§ Problem description: Give the number of lines in the following entries that contain the word "root", with nothing added.

§ Extracted records:
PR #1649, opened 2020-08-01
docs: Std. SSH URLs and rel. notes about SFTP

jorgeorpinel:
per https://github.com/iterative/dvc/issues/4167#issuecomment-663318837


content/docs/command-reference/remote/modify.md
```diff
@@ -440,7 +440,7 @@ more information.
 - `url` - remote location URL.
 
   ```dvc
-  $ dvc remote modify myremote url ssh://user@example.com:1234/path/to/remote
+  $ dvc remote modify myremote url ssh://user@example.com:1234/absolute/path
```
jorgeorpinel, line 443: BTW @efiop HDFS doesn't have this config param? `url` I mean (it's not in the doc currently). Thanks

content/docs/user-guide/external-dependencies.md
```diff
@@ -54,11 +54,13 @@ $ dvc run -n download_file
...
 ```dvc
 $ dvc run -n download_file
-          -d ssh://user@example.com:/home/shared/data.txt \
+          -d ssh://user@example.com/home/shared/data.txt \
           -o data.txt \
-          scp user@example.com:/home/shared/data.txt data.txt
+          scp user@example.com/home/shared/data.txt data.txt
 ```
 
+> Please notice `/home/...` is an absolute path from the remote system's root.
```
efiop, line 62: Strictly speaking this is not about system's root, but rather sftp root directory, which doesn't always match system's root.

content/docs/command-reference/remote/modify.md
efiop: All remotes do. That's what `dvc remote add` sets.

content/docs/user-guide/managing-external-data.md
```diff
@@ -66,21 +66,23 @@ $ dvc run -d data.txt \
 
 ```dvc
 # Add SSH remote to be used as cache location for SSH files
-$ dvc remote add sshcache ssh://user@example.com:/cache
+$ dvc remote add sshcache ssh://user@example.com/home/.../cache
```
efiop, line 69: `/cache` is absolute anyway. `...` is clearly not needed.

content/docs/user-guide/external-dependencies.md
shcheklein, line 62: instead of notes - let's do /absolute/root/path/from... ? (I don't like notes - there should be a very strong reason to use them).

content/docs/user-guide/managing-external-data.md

* * *

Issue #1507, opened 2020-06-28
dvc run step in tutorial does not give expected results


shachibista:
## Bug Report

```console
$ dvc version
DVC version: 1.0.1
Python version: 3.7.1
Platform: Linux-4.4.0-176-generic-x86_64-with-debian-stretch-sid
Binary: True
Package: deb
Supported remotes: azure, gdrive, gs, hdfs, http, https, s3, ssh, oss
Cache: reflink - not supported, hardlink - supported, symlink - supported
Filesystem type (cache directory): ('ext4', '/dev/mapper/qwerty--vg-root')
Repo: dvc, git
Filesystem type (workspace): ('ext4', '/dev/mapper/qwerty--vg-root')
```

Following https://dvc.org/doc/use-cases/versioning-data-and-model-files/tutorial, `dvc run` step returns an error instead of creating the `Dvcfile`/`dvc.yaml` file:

§ Exercise result: 5